「今からでは遅すぎる」、「画家になるのは無理」とあきらめてしまうのが絵の世界。
ほとんどの人達は初めに第一歩で挫折してしまいます。
ここで紹介するお話は、そんなみんなと変わらない人が二十年絵を描き続けたことで、大成功をおさめたお話です。
43歳から画家を目指して、人生の再スタートを始めた人のお話です。
一度諦めた夢をあきらめきれずに、すべてを捨てて一から絵を学び始めた彼は、現在60代で幸せな画家生活を歩んで世界で活躍しています。
43歳から画家を目指してデッサンを学ぶ
あれは僕が二十歳のころ、美術研究所(プロ養成所)で石膏の木炭デッサンを始めたときのことでした。
そこで、僕よりはるかに年上の男性Hさんと出会いました。
半年遅れくらいで入所してきた彼は会社を辞めて、若いときの自分の夢を実現するため43歳から絵を描く人生を選びました
研究生の年齢はバラバラで、僕のような20代前半から定年退職されたご老人まで、幅広い男女が学んでいました。
生活のために、若い時の自分の夢を叶えたいと、定年退職して絵を描いている人が、とても大勢いることに若い僕は驚いていました。
出入りは自由ですが、先生方はヒントを与えるくらいでそれほど教えてくれないので、自分で研究するシステムで厳しいところでした。

僕は若かったので、のみこみが早かった方でした。
木炭デッサンは鉛筆と違い粒子を扱います。
造形と色のトーンのグラデーション、質感、量感、光と陰影などを表現するにふさわしい道具なのです。
そのぶん扱いもむずかい道具で、木炭紙も凹凸がありそこに粒子を押さえてのせていく作業は、慣れるまで結構時間がかかります。

完成までの日数は平均6日です。
この勉強は形と造形、面と光と陰の色の幅、量感と質感をすべて白黒の画面に表現することでした。
苦難の日々
その研究所で学び始めたHさんは、絵のために会社を辞めて奥さんとも離婚、二人の子供を連れてご両親と同居する生活が始めまいた。
Hさんは昼間は研究所でデッサンをし、夕方からはお茶の配達のバイトと貯金を崩しての苦しい生活をしていました。
ほんとに大変だったと思います。
研究所では、年に6回コンクールがあり、そこで1番の成績で上のクラスに昇格できるシステム・・・
僕の知る限り年に4人ほどしか入賞できない厳しいところだったので、リタイアする若者が続出していた記憶があります。
僕の友達も1年で2人やめてしまいました。

造形を理解できず、木炭の扱いに慣れないことで、考えすぎてノイローゼ気味だったのです。
僕もHさんによくアドバイスを求められたことを覚えています。
どうやれば造形を理解できるのかと・・・・
みんな必死で、あれこれいつもみんなで議論していました。
グループ活動
同期の仲間は現在はバラバラになって会うこともないのですが、当時は毎週コーヒーを飲みながら絵の話から将来の夢について議論していたことが懐かしく思いだします。
みんな何年かたつと、それぞれ昇格していて、僕も全ての過程を終了していました。
みんな絵がやっと描けるレベルになっていたので、グループ展を何度もして楽しい思い出とともにそれぞれの道を歩みはじめ、仲間はバラバラに散ってしまいました。

(グループ展会場)
Hさんはこのころ知り合いの画商さんと手を組み、値段の安い売り絵の仕事に携わっていたのを覚えています。

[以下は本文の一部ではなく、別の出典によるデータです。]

PR #235, opened 2026-06-23
ADR-229: Implement ModelTrainer, KerasBackend, and speech_10_train_model entry-point

jodavis-claude:
## Work item

ADR-229: Implement the `ModelTrainer` class, the `KerasBackend` protocol with its default TF/Keras implementation, and the `speech_10_train_model.py` entry-point — the stage that trains a CTC speech-to-text model from the featurised manifests produced by earlier pipeline stages.

## Changes

- `ml/pipeline/speech/model_trainer.py` — NEW. `KerasBackend` Protocol, `DefaultKerasBackend` (TF/Keras with deferred imports), and `ModelTrainer` class that filters manifests by `parent_id`, builds a `tf.data.Dataset`, and calls the backend to train and save.
- `ml/pipeline/stages/speech_10_train_model.py` — NEW. CLI entry-point following the `speech_07` pattern; accepts `--train-manifest-dir`, `--spectrogram-manifest-dir`, `--token-manifest-dir`, `--vocab-dir`, `--spectrogram-dir`, `--token-dir`, `--output-dir`.
- `ml/pipeline/stages/params.py` — MODIFIED. Added `TrainModelParams(epochs, batch_size)` dataclass and `train_model: TrainModelParams` field to `PipelineParams`.
- `ml/params.yaml` — MODIFIED. Added `train_model: epochs: 10, batch_size: 32` under `stages:`.
- `ml/test/pipeline/speech/test_model_trainer.py` — NEW. 15 pytest-style unit tests for `ModelTrainer` (filtering, backend call args, save/return path).
- `ml/test/pipeline/stages/test_params.py` — MODIFIED. Added `train_model` block to `_VALID_DATA` and 4 new `TestTrainModelParamsLoad` tests.
- `ml/test/pipeline/speech/test_token_stage.py` — MODIFIED. Fixed flaky mtime-based assertions in `TestSkipPath` — replaced with file content comparison to eliminate timer-resolution races on Windows NTFS.

## Design decisions

- **`KerasBackend` is a `Protocol`** — the default implementation defers `import tensorflow as tf` inside each method body (same deferred-import pattern as `librosa` in `SpectrogramStage`), keeping the module importable without TF installed.
- **Filtering is `ModelTrainer`'s responsibility** — the full combined spectrogram and token manifests are passed in; `train()` filters internally to entries whose `parent_id` is in the train split.
- **`ModelTrainer.train()` is synchronous** — the entry-point calls it directly without `asyncio.run()`.
- **`num_classes = vocab.ctc_blank_idx + 1`** — the `+1` is the CTC blank token, consistent with `VocabResult.ctc_blank_idx = len(phoneme_list)`.
- **`DefaultKerasBackend.build_ctc_model` uses `model.compile(loss='ctc')`** — Keras 3 / TF 2.x string alias for CTC loss; documented with a comment in the source.
- **Empty filtered set returns an empty list** from `_build_dataset` — avoids a TF import and works naturally with stub backend tests.

### DIFF
--- a/ml/pipeline/speech/_doc_speech.md
+++ b/ml/pipeline/speech/_doc_speech.md
@@ -1,6 +1,6 @@
 ## Summary: ml/pipeline/speech
 
-Speech pipeline stages for the OOP pipeline. The directory contains two cohorts:
+Speech pipeline stages for the OOP pipeline. The directory contains three cohorts:
 
 - **Augmentation stages** — `ModifierStage` subtypes that take an `AudioSample` (or
   `TextSample`) manifest and produce a derived `AudioSample` manifest with per-sample
@@ -12,6 +12,8 @@ Speech pipeline stages for the OOP pipeline. The directory contains two cohorts:
   different extension), and `_get_applied_values` returns `{}`.
 - **Splitter** — `SetManifestSplitter`, a plain (non-stage) class that partitions a
   fully-augmented `AudioSample` manifest into train/val/test subsets.
+- **Training** — `ModelTrainer`, a plain class that trains a CTC speech-to-text Keras
+  model from the featurised manifests and split produced by earlier pipeline stages.
 
 ## Stages
 
@@ -24,6 +26,7 @@ Speech pipeline stages for the OOP pipeline. The directory contains two cohorts:
 | [`spectrogram_stage.py`](spectrogram_stage.py) | `SpectrogramStage` | `AudioSample → SampleSpectrogram` (log-mel `.npy`) |
 | [`token_stage.py`](token_stage.py) | `TokenStage` | `AudioSample → SampleTokens` (phoneme token `.json`) |
 | [`set_splitter.py`](set_splitter.py) | `SetManifestSplitter` | Split augmented manifest into train/val/test |
+| [`model_trainer.py`](model_trainer.py) | `ModelTrainer` | Train CTC model from filtered spectrogram/token manifests |
 
 ## Key design decisions
 
@@ -105,3 +108,37 @@ sufficient and avoids adding a numpy dependency on a non-numerical operation.
 `train_manifest.json`, `val_manifest.json`, and `test_manifest.json` (the `_manifest`
 suffix is required by `conventions.split_manifest_path`). `AudioSample.id` values are
 preserved unchanged — no re-assignment in split outputs.
+
+### ModelTrainer
+
+**`KerasBackend` as the TF seam.** `ModelTrainer` accepts a `KerasBackend` Protocol
+and never imports TensorFlow directly. `DefaultKerasBackend` is the production
+implementation; it defers all `import tensorflow as tf` calls inside method bodies
+(`build_ctc_model` and `_build_dataset`) so the module is importable without TF
+installed (e.g. on CI without a GPU image). This mirrors the `TtsProvider`,
+`NoiseProvider`, and `AudioReader` patterns used elsewhere in the pipeline.
+
+**`ModelTrainer.train()` is synchronous.** The entry-point (`speech_10_train_model.py`)
+calls it directly — no `asyncio.run()` wrapper is needed.
+
+**Filtering is `ModelTrainer`'s responsibility.** `spectrogram_manifest` and
+`token_manifest` are the full combined manifests (all splits). `train_manifest` is
+the train-split subset produced by `SetManifestSplitter`. `ModelTrainer.train()`
+filters internally: only entries whose `parent_id ∈ {s.id for s in train_manifest.samples}`
+are included. Lookup dicts keyed by `parent_id` are built for both filtered sets before
+any file I/O begins.
+
+**Constructor-injected params.** `n_mels`, `time_steps`, `epochs`, and `batch_size` are
+passed to `ModelTrainer.__init__()`. The trainer does not read `PipelineParams` directly —
+the entry-point is responsible for bridging values from `PipelineParams.compute_spectrograms`
+and `PipelineParams.train_model` to the constructor.
+
+**Dataset construction is `_build_dataset`'s responsibility.** `ModelTrainer._build_dataset()`
+stacks spectrogram and token arrays into numpy arrays, constructs a `tf.data.Dataset`
+via `from_tensor_slices`, and applies `.batch(batch_size).prefetch(tf.data.AUTOTUNE)`.
+`KerasBackend.train()` receives an already-batched, already-prefetched dataset.
+
+**Empty-pair guard.** If filtering produces zero `(spectrogram, token)` pairs, a
+`WARNING` is logged before calling `build_ctc_model` / `train`. This surfaces
+misconfiguration (e.g. wrong manifest directories, split-manifest mismatch) that would
+otherwise cause Keras to silently fit on zero steps.
--- a/ml/pipeline/speech/_doc_speech.md
+++ b/ml/pipeline/speech/_doc_speech.md
@@ -27,6 +27,7 @@ Speech pipeline stages for the OOP pipeline. The directory contains three cohort
 | [`token_stage.py`](token_stage.py) | `TokenStage` | `AudioSample → SampleTokens` (phoneme token `.json`) |
 | [`set_splitter.py`](set_splitter.py) | `SetManifestSplitter` | Split augmented manifest into train/val/test |
 | [`model_trainer.py`](model_trainer.py) | `ModelTrainer` | Train CTC model from filtered spectrogram/token manifests |
+| [`manifest_filter.py`](manifest_filter.py) | `lookup_sample_triplets` | Match split, spectrogram, and token manifests into `(AudioSample, SampleSpectrogram, SampleTokens)` triples; shared by training, evaluation, and testing |
 
 ## Key design decisions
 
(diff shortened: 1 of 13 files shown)


ml/pipeline/speech/model_trainer.py
```diff
@@ -0,0 +1,275 @@
...
+            s.parent_id: s
+            for s in token_manifest.samples
+            if s.parent_id in train_ids
+        }
+
+        # Load arrays for samples that appear in both filtered manifests
+        pairs: list[tuple[np.ndarray, np.ndarray]] = []
+        for parent_id in spec_by_parent:
+            if parent_id not in tok_by_parent:
+                _logger.warning("No token sample for parent_id %s — skipping", parent_id)
```
jodavis-claude: **Priority 1 — Silent failure on zero training samples**

When filtering produces zero (spectrogram, token) pairs — either because `train_manifest` has no matching entries in both manifests, or because all pairs fail the token-lookup check — `_build_dataset` returns `[]` and `backend.train(model, [], epochs)` is called silently. Keras will run `model.fit([], epochs=N)` with zero steps and produce a trained model from nothing, with no indication that training was skipped.

Add a warning (or raise) here when `pairs` is empty, before calling `build_ctc_model` / `train`:

```python
if not pairs:
    _logger.warning(
        "ModelTrainer.train(): no (spectrogram, token) pairs found for train split — "
        "model will be trained on zero samples."
    )
```

Without this, a misconfigured pipeline (e.g. wrong `--train-manifest-dir` or a split-manifest/spectrogram-manifest mismatch) fails completely silently.

ml/pipeline/speech/model_trainer.py
```diff
@@ -0,0 +1,275 @@
...
+        """Fit the model and return per-epoch loss values."""
+        import tensorflow as tf  # deferred
+
+        history = model.fit(dataset, epochs=epochs)
+        loss_values: list[float] = history.history.get("loss", [])
+        return [float(v) for v in loss_values]
+
+    def predict(self, model: Any, dataset: Any) -> np.ndarray:
+        """Run model.predict() and return the raw output array."""
+        import tensorflow as tf  # deferred
```
jodavis-claude: **Priority 1 — Unused `import tensorflow as tf` in `predict` and `save`**

`predict` (line 145) and `save` (line 151) both import `tf` but never reference the `tf` name — they only call `model.predict(dataset)` and `model.save(str(path))` respectively. The `tf` variable is dead code in both methods.

The deferred-import pattern is justified only when `tf` is actually used in the method body (as in `_build_dataset` which calls `tf.data.Dataset.from_tensor_slices`). Remove the unused imports from `predict` and `save`. `train` also imports `tf` without using it — only `model.fit(...)` is called — remove that import too.

Note: calling `model.predict()` and `model.save()` on a TF model object does require TF to be loaded in the process, but that happens when `build_ctc_model` (which does use `tf`) is called earlier. The unused imports in these methods add noise without providing the intended guard.

ml/pipeline/speech/_doc_speech.md
```diff
@@ -0,0 +1,107 @@
...
+
+| Module | Class | Transform |
+|--------|-------|-----------|
+| [`tts_stage.py`](tts_stage.py) | `TtsSampleGenerator` | `TextSample → AudioSample` via edge_tts |
+| [`delay_stage.py`](delay_stage.py) | `DelayAugmentor` | `AudioSample → AudioSample` (silence padding) |
+| [`background_noise_stage.py`](background_noise_stage.py) | `BackgroundNoiseAugmentor` | `AudioSample → AudioSample` (environmental noise mix) |
+| [`mic_noise_stage.py`](mic_noise_stage.py) | `MicrophoneNoiseAugmentor` | `AudioSample → AudioSample` (Gaussian mic noise) |
+| [`spectrogram_stage.py`](spectrogram_stage.py) | `SpectrogramStage` | `AudioSample → SampleSpectrogram` (log-mel `.npy`) |
+| [`token_stage.py`](token_stage.py) | `TokenStage` | `AudioSample → SampleTokens` (phoneme token `.json`) |
+| [`set_splitter.py`](set_splitter.py) | `SetManifestSplitter` | Split augmented manifest into train/val/test |
```
jodavis-claude, line 28: **Priority 4 — `_doc_speech.md` does not cover `ModelTrainer`**

`model_trainer.py` is added to `ml/pipeline/speech/` by this PR but the document does not mention it. The intro describes only two cohorts (Augmentation stages, Featurisation stages); the Stages table stops at `set_splitter.py`; there is no section for `ModelTrainer`.

The following should be added:

1. **Stages table**: add a row for `model_trainer.py` / `ModelTrainer` — e.g. "Train CTC model from filtered spectrogram/token manifests".

2. **New section — `ModelTrainer`**: document the key design decisions:
   - `KerasBackend` as the TF seam (Protocol + `DefaultKerasBackend` with deferred imports), mirroring the `TtsProvider` / `NoiseProvider` / `AudioReader` patterns.
   - `ModelTrainer.train()` is synchronous — the entry-point calls it directly without `asyncio.run`.
   - Filtering responsibility: `spectrogram_manifest` and `token_manifest` are full combined manifests; `ModelTrainer` filters internally by `parent_id ∈ {s.id for s in train_manifest.samples}`.
   - `n_mels`, `time_steps`, `epochs`, `batch_size` are constructor parameters (not read from params internally) — the entry-point bridges them from `PipelineParams`.
   - Dataset construction (`batching`, `prefetching`) is `ModelTrainer._build_dataset`'s responsibility; `KerasBackend.train` receives an already-prepared dataset.

Per `CONTRIBUTING.md`: "When new subsystems are added, they should include a documentation file" and "When designs are updated, documents should be updated to match."

jodavis-claude (commented):
## ADR-229 Review — ModelTrainer, KerasBackend, speech_10_train_model

**Exit criteria check:**
- `KerasBackend` protocol + `DefaultKerasBackend` with all five methods (`build_ctc_model`, `train`, `predict`, `save`, `load`): implemented correctly.
- `ModelTrainer.train()`: filters by `parent_id`, constructs `tf.data.Dataset` with batching/prefetching, calls `KerasBackend.train` then `save`, returns model path: implemented correctly.
- `speech_10_train_model.py` entry-point with all required CLI args: implemented correctly.
- `TrainModelParams` dataclass + `stages.train_model` in `params.py` and `params.yaml`: implemented correctly.
- Unit tests (15 tests in `test_model_trainer.py` + 4 in `test_params.py`): all required test classes present and correctly structured.
- Build/tests pass: confirmed by context file validate log.

**Issues found:**

**Priority 1 — Two correctness issues:**

1. **Silent zero-sample training** (`model_trainer.py` line 228): When the filter produces zero (spectrogram, token) pairs, `_build_dataset` returns `[]` and `backend.train(model, [], epochs)` is called with no warning. Keras will silently fit on zero steps. A `_logger.warning(...)` should be emitted before `build_ctc_model` / `train` are called in the empty case.

2. **Unused `import tensorflow as tf`** in `DefaultKerasBackend.train` (line 137), `predict` (line 145), and `save` (line 151): `tf` is imported but never referenced in any of these three method bodies. The deferred-import convention is meaningful only when `tf.*` is actually used. Remove these three dead imports.

**Priority 4 — Documentation gap:**

3. **`_doc_speech.md` omits `ModelTrainer`** (line 26): `model_trainer.py` is a new module in `ml/pipeline/speech/` but has no entry in the Stages table and no design section. The intro does not mention training as a third cohort. The key decisions (KerasBackend as TF seam, synchronous training, filtering responsibility, constructor-injected params) need to be documented. Per `CONTRIBUTING.md`: new subsystems require a documentation file, and designs must be updated to match.

**Style notes (not blocking):**
- `DefaultKerasBackend` does not explicitly declare `(KerasBackend)` as a base — structural typing makes this valid, but explicit inheritance is used by `EdgeTtsProvider` and similar classes elsewhere for clarity.
- `dvc.yaml` only defines stages through `speech_01` — downstream stages including `speech_10` are not yet wired. Not blocking since other stages are in-flight, but note that the entry-point cannot be exercised via `dvc repro` yet.

ml/pipeline/speech/model_trainer.py
jodavis-claude: Applied. Added `_logger.warning(...)` immediately before `build_ctc_model` / `train` when `pairs` is empty. Added `TestZeroSampleWarning::test_warning_logged_when_no_pairs` to verify the warning is emitted when `train_manifest` has no matching entries in the spectrogram/token manifests. Committed in `ADR-229: Warn when ModelTrainer.train() produces zero (spec, token) pairs; remove dead TF imports`.

ml/pipeline/speech/model_trainer.py
jodavis-claude: Applied. Removed the unused `import tensorflow as tf` from `DefaultKerasBackend.train()`, `predict()`, and `save()`. The `load()` method correctly retains its deferred import since it calls `tf.keras.models.load_model`. Committed in `ADR-229: Warn when ModelTrainer.train() produces zero (spec, token) pairs; remove dead TF imports`.

ml/pipeline/speech/_doc_speech.md
jodavis-claude: Applied. Updated `_doc_speech.md` with:
1. Added `ModelTrainer` row to the Stages table.
2. Updated the intro to list a fourth cohort ("Training").
3. Added a `### ModelTrainer` design section covering: `KerasBackend` as the TF seam (Protocol + deferred imports), synchronous `train()`, filter-by-`parent_id` responsibility, constructor-injected params, dataset construction ownership, and the empty-pair guard.

Committed in `ADR-229: Update _doc_speech.md to cover ModelTrainer`.

ml/pipeline/speech/_doc_speech.md
```diff
@@ -105,3 +108,37 @@ sufficient and avoids adding a numpy dependency on a non-numerical operation.
...
+`token_manifest` are the full combined manifests (all splits). `train_manifest` is
+the train-split subset produced by `SetManifestSplitter`. `ModelTrainer.train()`
+filters internally: only entries whose `parent_id ∈ {s.id for s in train_manifest.samples}`
+are included. Lookup dicts keyed by `parent_id` are built for both filtered sets before
+any file I/O begins.
+
+**Constructor-injected params.** `n_mels`, `time_steps`, `epochs`, and `batch_size` are
+passed to `ModelTrainer.__init__()`. The trainer does not read `PipelineParams` directly —
+the entry-point is responsible for bridging values from `PipelineParams.compute_spectrograms`
+and `PipelineParams.train_model` to the constructor.
```
jodavis: This is too much implementation detail for the documentation files. If anything, it should be mentioned more generally, as in "entry-point scripts are responsible for reading params and providing parameters to stage implementations" as a general rule, not specific to this type.

ml/pipeline/speech/_doc_speech.md
```diff
@@ -105,3 +108,37 @@ sufficient and avoids adding a numpy dependency on a non-numerical operation.
...
+and never imports TensorFlow directly. `DefaultKerasBackend` is the production
+implementation; it defers all `import tensorflow as tf` calls inside method bodies
+(`build_ctc_model` and `_build_dataset`) so the module is importable without TF
+installed (e.g. on CI without a GPU image). This mirrors the `TtsProvider`,
+`NoiseProvider`, and `AudioReader` patterns used elsewhere in the pipeline.
+
+**`ModelTrainer.train()` is synchronous.** The entry-point (`speech_10_train_model.py`)
+calls it directly — no `asyncio.run()` wrapper is needed.
+
+**Filtering is `ModelTrainer`'s responsibility.** `spectrogram_manifest` and
```
jodavis: We'll need similar functionality for evaluation and testing, so there should be a common utility that takes a filtered manifest, the spectrogram manifest, and the token manifest, and returns a data structure that is a List(AudioSample, SampleSpectrogram, SampleTokens) for processing. That utility should be thoroughly unit tested and shared with training, evalution, and testing.

ml/pipeline/speech/model_trainer.py
```diff
@@ -0,0 +1,275 @@
...
+# ---------------------------------------------------------------------------
+# DefaultKerasBackend — production TF/Keras implementation
+# ---------------------------------------------------------------------------
+
+
+class DefaultKerasBackend:
+    """Production KerasBackend that wraps TensorFlow/Keras.
+
+    All ``import tensorflow as tf`` calls are deferred to individual method
+    bodies so that importing this module does not require TF to be installed.
```
jodavis: Why not move DefaultKerasBackend to a separate module, and import `tf` in that module? Then it won't have to be deferred because that whole module would not be loaded by unit tests.

ml/pipeline/speech/model_trainer.py
```diff
@@ -0,0 +1,275 @@
...
+
+_logger = logging.getLogger(__name__)
+
+
+# ---------------------------------------------------------------------------
+# KerasBackend protocol
+# ---------------------------------------------------------------------------
+
+
+class KerasBackend(Protocol):
```
jodavis: I think this protocol should be moved to a separate module from `model_trainer`. The same abstraction will be needed for evaluation and testing, so it should be in a sharable location.

ml/pipeline/speech/model_trainer.py
```diff
@@ -0,0 +1,275 @@
...
+from pipeline.core.manifest import Manifest
+from pipeline.core.sample import AudioSample, SampleSpectrogram, SampleTokens
+from pipeline.intent.vocab_computer import VocabResult
+from pipeline.stages import conventions
+
+_logger = logging.getLogger(__name__)
+
+
+# ---------------------------------------------------------------------------
+# KerasBackend protocol
```
jodavis: Because this is a generic protocol, it should have a name that doesn't mention the "Keras" implementation. Maybe something like "MachineLearningModelBuilder" that is then implemented by "TensorflowModelBuilder" instead of "DefaultWhatever" which isn't descriptive of what the implementation is doing.

ml/pipeline/speech/model_trainer.py
```diff
@@ -0,0 +1,275 @@
...
+
+
+class KerasBackend(Protocol):
+    """Injectable abstraction over TensorFlow/Keras.
+
+    The default implementation (DefaultKerasBackend) defers all TF imports
+    inside method bodies. Test stubs can implement this protocol without TF.
+    """
+
+    def build_ctc_model(self, num_classes: int, n_mels: int, time_steps: int) -> Any:
```
jodavis: Make this a more strongly-typed API by returning a type like "MachineLearningModel(Protocol)" instead of Any. Move the `train`, `predict`, and `save` functions to `MachineLearningModel`.

jodavis (changes requested):

ml/pipeline/speech/_doc_speech.md
jodavis-claude: Applied. Removed the specific constructor-parameter paragraph and replaced it with a general note: "Entry-point scripts bridge PipelineParams to stage implementations — this pattern applies uniformly across all pipeline stages." The specific param names belong in the source, not the doc.

ml/pipeline/speech/_doc_speech.md
jodavis-claude: Applied. Created `manifest_filter.py` with `lookup_sample_triplets(split_manifest, spectrogram_manifest, token_manifest)` returning `list[tuple[AudioSample, SampleSpectrogram, SampleTokens]]`. The utility is split-agnostic — callers pass whichever split they need. Added 14 unit tests in `test_manifest_filter.py` covering: all matched, empty split, extra entries excluded, missing spectrogram (skipped + warning), missing token (skipped + warning), missing both, and partial matches. `ModelTrainer` now delegates to this utility instead of filtering inline. Documented in `_doc_speech.md`.

ml/pipeline/speech/model_trainer.py
jodavis-claude: Applied. Moved `DefaultKerasBackend` (renamed `TensorflowModelBuilder`) to `tensorflow_backend.py` with a module-level `import tensorflow as tf`. Unit tests import only `model_trainer.py` and `ml_model.py`, neither of which touches TF — so TF is never loaded during testing.

ml/pipeline/speech/model_trainer.py
jodavis-claude: Applied. Moved `KerasBackend` (renamed `MachineLearningModelBuilder`) and the new `MachineLearningModel` protocol to `ml_model.py`. Both are importable by training, evaluation, and testing stages without pulling in TensorFlow or any stage-specific code.

ml/pipeline/speech/model_trainer.py
jodavis-claude: Applied. Renamed `KerasBackend` → `MachineLearningModelBuilder` and `DefaultKerasBackend` → `TensorflowModelBuilder`. The protocol name describes the role (builds models); the implementation name describes what it uses (TensorFlow).

ml/pipeline/speech/model_trainer.py
jodavis-claude: Applied. Added `MachineLearningModel` Protocol to `ml_model.py` with `train(dataset, epochs) -> list[float]`, `predict(dataset) -> np.ndarray`, and `save(path) -> None`. `MachineLearningModelBuilder.build_ctc_model` now returns `MachineLearningModel` instead of `Any`. `ModelTrainer` calls `model.train(dataset, epochs)` and `model.save(path)` directly on the returned model. `TensorflowModel` in `tensorflow_backend.py` wraps a `tf.keras.Model` and implements this protocol.

jodavis (approved):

考えて見れば彼は、誰よりも早くインターネットで絵を売っていた・・
10年ぶりに再会
海外画家との交流
僕たちがばらばらになった後みんな理由があり、ほとんどの人が絵の道をあきらめていたそうです。
後にHさんは研究所で知り合った、Nさんと結婚されてふたりで力を合わせてどうにか絵で生活してきました。

彼は英語が得意でよく海外の音楽を聴いていたのを覚えています。

Hさんの趣味はギター演奏でした。
その英語のスキルを利用して海外の画家とコンタクトをとり、世界のグループ展に参加していてのです。
ヨーロッパとアメリカなどに作品だけ送り、展覧会に出品していました。

絵画教室の成功
あれから10年ほど僕はHさんに会うことはなかったのですが、個展とグループ展の案内状が送られてきたのです。
久しぶりに会うともう60代になっていたことに驚きました。(時が過ぎるのは早すぎる~)

以前彼の作品は具象絵画で風景画が多かったのですが、今は色彩豊かな抽象画になっていました。
のちに彼の自宅に案内されていくと、家の半分が教室になっていたのです。
この自宅での絵画教室は近所でも評判で、子供から大人まで自由に好きなものを、簡単に描いて楽しむシステムで運営し、大人気で今は順番待ちです。

ベルギー王女が作品を購入
スマートフォンの普及でインターネットも誰でも見るようになってきた現在。
Hさんの作品は世界の画家たちが作品を購入することから、Hさんの作品はヨーロッパやアメリカに知れ渡り、今では一般のコレクターにも人気になっています。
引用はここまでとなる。